I have two columns that look like this:
Make/Model Parc
Abarth*500 15
Abarth*500 19
Abarth*500 2
Abarth*500 14
Abarth*500 15
Abarth*500 25
Abarth*500 20
Abarth*500 17
Abarth*500C 12
Abarth*500C 16
Abarth*500C 23
Abarth*500C 18
Abarth*500C 1
Alfa Romeo*145 405
Alfa Romeo*145 431
Alfa Romeo*146 36
Alfa Romeo*146 80
Alfa Romeo*146 121
Alfa Romeo*146 72
Alfa Romeo*146 39
etc...
The sum of the values in the "Parc" column is 10,475,387.
I perform a consolidate on this table to remove the repetitions in "Make/Model" and sum the values in the "Parc" column for each "Make/Model."

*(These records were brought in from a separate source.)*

PR #1373, opened 2022-11-05
calendar was created

superpooperxxx:
- [DEMO LINK](https://superpooperxxx.github.io/layout_calendar/)

### DIFF
--- a/src/styles/blocks/_calendar.scss
+++ b/src/styles/blocks/_calendar.scss
@@ -1,0 +1,50 @@
+.calendar {
+  display: flex;
+  flex-wrap: wrap;
+  align-content: center;
+  gap: $cellGap;
+  padding: 2 * $containerPaddings $containerPaddings; // cl: 11.
+
+  min-width: getWidth($cellSize, $cellGap, $containerPaddings);
+  max-width: getWidth($cellSize, $cellGap, $containerPaddings);
+    
+  // Position of the first day based on --start-day modifier.
+  @each $day, $dayNum in $days {
+    &--start-day_#{$day} &__day:first-child {
+      margin-left: firstDayPos($cellSize, $cellGap, $dayNum);
+    }
+  }
+
+  // Amount of days to display based on --month-length modifier.
+  // Could use :nth-last-child(-n + #{31 - $days})
+  @for $days from 28 through 31 {
+    &--month-length_#{$days} &__day:nth-child(n + #{1 + $days}) {
+      display: none;
+    }
+  }
+
+  &__day {
+    @include square($cellSize);
+    text-align: center;
+
+    border: 1px solid #000;
+    background: $color-main;
+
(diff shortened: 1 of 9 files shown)


src/styles/blocks/_calendar.scss
```diff
@@ -0,0 +1,50 @@
...
+      cursor: pointer;
+    }
+
+    // Add a pseudo-element with number to each day.
+    @for $i from 1 through 31 {
+      &:nth-child(#{$i})::before {
+        content: "#{$i}";
+        font-size: 30px;
+        line-height: $cellSize;
+      }
```
Oleksandr-Filo: it is better to use more understandable names for variables (for example number, dayNumber etc)

src/styles/blocks/_calendar.scss
```diff
@@ -0,0 +1,50 @@
+.calendar {
+  display: flex;
+  flex-wrap: wrap;
+  align-content: center;
+  gap: $cellGap;
+  padding: 2 * $containerPaddings $containerPaddings; // cl: 11.
+
+  min-width: getWidth($cellSize, $cellGap, $containerPaddings);
+  max-width: getWidth($cellSize, $cellGap, $containerPaddings);
```
Oleksandr-Filo, line 9: no need to specify min width and max width here, they are equal

Oleksandr-Filo (approved):
looks good, just a few tips

src/styles/blocks/_calendar.scss
```diff
@@ -0,0 +1,50 @@
...
+
+    border: 1px solid #000;
+    background: $color-main;
+
+    transition: background-color 0.5s, transform 0.5s;
+
+    &:hover {
+      background-color: $color-accent;
+      transform: translateY(-20px);
+      cursor: pointer;
```
solaryasha: Let's set the cursor not in the pseudoclass

src/styles/blocks/_calendar.scss
```diff
@@ -0,0 +1,50 @@
...
+    }
+
+    // Add a pseudo-element with number to each day.
+    @for $i from 1 through 31 {
+      &:nth-child(#{$i})::before {
+        content: "#{$i}";
+        font-size: 30px;
+        line-height: $cellSize;
```
solaryasha: Do we really need to set these rules in the pseudoelement?
I guess, you should set content only

solaryasha (changes requested):

src/styles/blocks/_calendar.scss
superpooperxxx: done, good point tnx

src/styles/blocks/_calendar.scss
superpooperxxx: done

solaryasha (approved):
Good job !

PR #1374, opened 2022-11-05
layout_calendar task finished

nurdanokcu:
[DEMO LINK](https://nurdanokcu.github.io/layout_calendar/)

### DIFF
--- a/src/index.html
+++ b/src/index.html
@@ -9,7 +9,7 @@
 
   <body>
     <main class="main">
-      <section class="calendar calendar--start-date--sun calendar--month-length--31">
+      <div class="calendar calendar--start-date--sun calendar--month-length--31">
         <div class="calendar__day"></div>
         <div class="calendar__day"></div>
         <div class="calendar__day"></div>
@@ -41,7 +41,7 @@
         <div class="calendar__day"></div>
         <div class="calendar__day"></div>
         <div class="calendar__day"></div>
-      </section>
+      </div>
     </main>
   </body>
 </html>
--- a/src/index.html
+++ b/src/index.html
@@ -6,7 +6,42 @@
     <title>Calendar</title>
     <link rel="stylesheet" href="./styles/main.scss">
   </head>
+
   <body>
-    <h1>Calendar</h1>
+    <main class="main">
+      <section class="calendar calendar--start-date--sun calendar--month-length--31">
+        <div class="calendar__day"></div>
+        <div class="calendar__day"></div>
+        <div class="calendar__day"></div>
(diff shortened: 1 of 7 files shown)


src/index.html
```diff
@@ -6,7 +6,42 @@
     <title>Calendar</title>
     <link rel="stylesheet" href="./styles/main.scss">
   </head>
+
   <body>
-    <h1>Calendar</h1>
+    <main class="main">
+      <section class="calendar calendar--start-date--sun calendar--month-length--31">
```
SalehAkaJim:
```suggestion
      <div class="calendar calendar--start-date--sun calendar--month-length--31">
```

I suggest to use <div> here instead of <section>

> The section tag is used when requirements of two headers or footers or any other section of documents needed. Section tag grouped the generic block of related contents. The main advantage of the section tag is, it is a semantic element, which describes its meaning to both browser and developer.

You can read more about it in [Here](https://www.geeksforgeeks.org/html-section-tag/#:~:text=The%20section%20tag%20is%20used,to%20both%20browser%20and%20developer.)

src/styles/blocks/calendar.scss
```diff
@@ -0,0 +1,38 @@
...
+  }
+
+  &__day {
+    @include flex-positioning(center, center);
+    box-sizing: border-box;
+    width: $day-box-size;
+    height: $day-box-size;
+    border: 1px solid #000;
+    transition: transform 0.5s;
+
```
SalehAkaJim:
```suggestion
    transition: transform 0.5s;
    background-color: #fff;

```
It's better to declare a default value and then change it on :hover...

SalehAkaJim (changes requested):

src/index.html
nurdanokcu: Thank you Saleh. Changes are implemented.

SalehAkaJim (approved):

src/index.html
SalehAkaJim: Happy to help 😅

src/styles/blocks/calendar.scss
```diff
@@ -0,0 +1,39 @@
...
+  @each $day, $num in $days {
+    &--start-date--#{$day} :first-child {
+      margin-left: ($num - 1) * ($day-box-size + $day-box-gap);
+    }
+  }
+
+  &__day {
+    @include flex-positioning(center, center);
+    box-sizing: border-box;
```
mgrinko, line 21: It would be great to add `cursor: pointer` if we can interact with a day

mgrinko (approved):

PR #1379, opened 2022-11-05
calendar was created

OlggaJul:
- [DEMO LINK](https://olggajul.github.io/layout_calendar/)

### DIFF
--- a/src/index.html
+++ b/src/index.html
@@ -7,8 +7,8 @@
     <link rel="stylesheet" href="./styles/main.scss">
   </head>
   <body class="page">
-    <div class="calendar calendar--month-length--31">
-      <div class="calendar__day calendar__day--first-day--mon"></div>
+    <div class="calendar calendar--month-length--31 calendar--first-day--mon">
+      <div class="calendar__day"></div>
       <div class="calendar__day"></div>
       <div class="calendar__day"></div>
       <div class="calendar__day"></div>
--- a/src/index.html
+++ b/src/index.html
@@ -6,7 +6,39 @@
     <title>Calendar</title>
     <link rel="stylesheet" href="./styles/main.scss">
   </head>
-  <body>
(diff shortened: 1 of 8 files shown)


src/styles/blocks/calendar.scss
```diff
@@ -0,0 +1,46 @@
...
+      display: none;
+    }
+  }
+
+  &__day {
+    display: flex;
+    justify-content: center;
+    align-items: center;
+    width: $dayBlock-size;
+    height: $dayBlock-size;
```
fallowlone, line 25:
```suggestion
    align-items: center;
    
    width: $dayBlock-size;
    height: $dayBlock-size;
```

fallowlone (approved):
I checked your work. It seems good.

src/styles/blocks/calendar.scss
OlggaJul: > 



> I Checked your work. It seems good. But I didn't figure out why you used a variable "weekDays" with the function getMergine.

When I specify a day (eg tue) in html-file, the function calculates the margin knowing that it is the 2nd day of the week. It can be done in another way, but this is what came to my mind.

fallowlone: > 

This is extremely cool.

src/index.html
```diff
@@ -6,7 +6,39 @@
     <title>Calendar</title>
     <link rel="stylesheet" href="./styles/main.scss">
   </head>
-  <body>
-    <h1>Calendar</h1>
+  <body class="page">
+    <div class="calendar calendar--month-length--31">
+      <div class="calendar__day calendar__day--first-day--mon"></div>
```
ivan-kadykalo: Would be better to specify a day in the parent tag, as you do it for month=length

ivan-kadykalo (approved):
Good job🚀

Once I perform the consolidation, everything looks as expected:
Make/Model Parc
Abarth*500 127
Abarth*500C 70
Alfa Romeo*145 836
Alfa Romeo*146 348
Alfa Romeo*147 3848
Alfa Romeo*155 29
Alfa Romeo*156 3148
Alfa Romeo*159 573
Alfa Romeo*164 111
etc...
So what's the problem? The new sum of the "Parc" column is 10,554,076! Verification against an alternate method indicates that the column of unique labels is incorrect in seemingly random places. I also do not understand how the total sum could have gone up. I have over 18,000 rows in this dataset so individually checking all of the data would be very time consuming.
You can find the full dataset here: Excel File
What have I tried?
I have tried removing all formatting. Also, these numbers are all integers and the option to "Automatically insert a decimal point" is not checked. I have also tried creating a new column of =INT() values to ensure they are all integers. My results are exactly the same in all cases.
I posted this question yesterday and it was put on hold because it could not be reproduced without the full dataset: Excel consolidate sum yields different column total
EDIT: As Mauricio Noris Freire has shown, you can create a unique item column using advanced filter, and then use SUMIF to solve this problem correctly. I still would like to know why the Excel data tool consolidate does not work as expected.
Your observations are correct. Both Consolidate
and SUMIFS
are being affected by the asterisks in your data. If you remove the asterisks, or, as I did, replace them with a pipe |
character, your totals will match.
You could also get a correct report by using a Pivot Table
Examine, for example the output for the Mercedes*190
In the raw data, we show these lines if we filter for that value:
In the Consolidation report, we see that the total for Mercedes*190 will include both that car, and also the Mercedes*A190. In other words the A190 is being counted twice, because of the wild card issue.
I suspect this is some kind of design flaw.